* Task prompt
From the entries below, gather every line containing the string "Mecharyry".

▼

PR #261, opened 2017-11-17
File downloader tests

Mecharyry:
Add tests for the `NetworkFileDownloader`

### DIFF
--- a/library/src/test/java/com/novoda/downloadmanager/NetworkFileDownloaderTest.java
+++ b/library/src/test/java/com/novoda/downloadmanager/NetworkFileDownloaderTest.java
@@ -11,50 +11,38 @@ import org.junit.Test;
 
 import static com.novoda.downloadmanager.InternalFileSizeFixtures.aFileSize;
 import static com.novoda.downloadmanager.NetworkResponseFixtures.aNetworkResponse;
-import static org.mockito.ArgumentMatchers.any;
 import static org.mockito.BDDMockito.given;
 import static org.mockito.Mockito.*;
 
 public class NetworkFileDownloaderTest {
 
     private static final byte[] BYTES_TO_RECEIVE = "s".getBytes();
+    private static final HttpClient.NetworkResponse RESPONSE_WITH_INPUT_STREAM = aNetworkResponse()
+            .withInputStream(new ByteArrayInputStream(BYTES_TO_RECEIVE))
+            .build();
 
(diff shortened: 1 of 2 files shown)


library/src/test/java/com/novoda/downloadmanager/NetworkFileDownloaderTest.java
```diff
@@ -0,0 +1,120 @@
...
+        given(httpClient.execute(any(NetworkRequest.class))).willReturn(
+                aNetworkResponse().withInputStream(new ByteArrayInputStream(BYTES_TO_RECEIVE)).build()
+        );
+    }
+
+    @Test
+    public void createsRequestWithDownloadedBytesHeader_whenKnown() {
+        networkFileDownloader.startDownloading(ANY_RAW_URL, KNOWN_FILE_SIZE, callback);
+
+        verify(requestCreator).createDownloadRequestWithDownloadedBytesHeader(ANY_RAW_URL, KNOWN_FILE_SIZE.currentSize(), KNOWN_FILE_SIZE.totalSize());
```
zegnus: I think that this is testing an interaction with an internal collaborator. If we refactor this class and the way that the internal collaborators work we will then have to come here and change this again. We should only test what the public methods/callbacks return and interaction with external collaborators. What do you think? The idea is to allow internal refactoring without having to change tests, while keeping behaviour tested

Mecharyry: 👍 very true. Updated in 2703344

library/src/test/java/com/novoda/downloadmanager/NetworkFileDownloaderTest.java
```diff
@@ -0,0 +1,108 @@
...
+        networkFileDownloader.startDownloading(ANY_RAW_URL, KNOWN_FILE_SIZE, callback);
+
+        byte[] expectedBytes = new byte[4096];
+        expectedBytes[0] = "s".getBytes()[0];
+
+        verify(callback).onBytesRead(expectedBytes, 1);
+    }
+
+    @Test
+    public void closesByteStream_whenDownloading() throws IOException {
```
ataulm: should this be `closesByteStream_afterDownloaded` or something? beware the test names that describe the implementation over describing the test case

Mecharyry: a02ab82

▲

* Task response
Mecharyry:
Mecharyry: 👍 very true. Updated in 2703344
Mecharyry: a02ab82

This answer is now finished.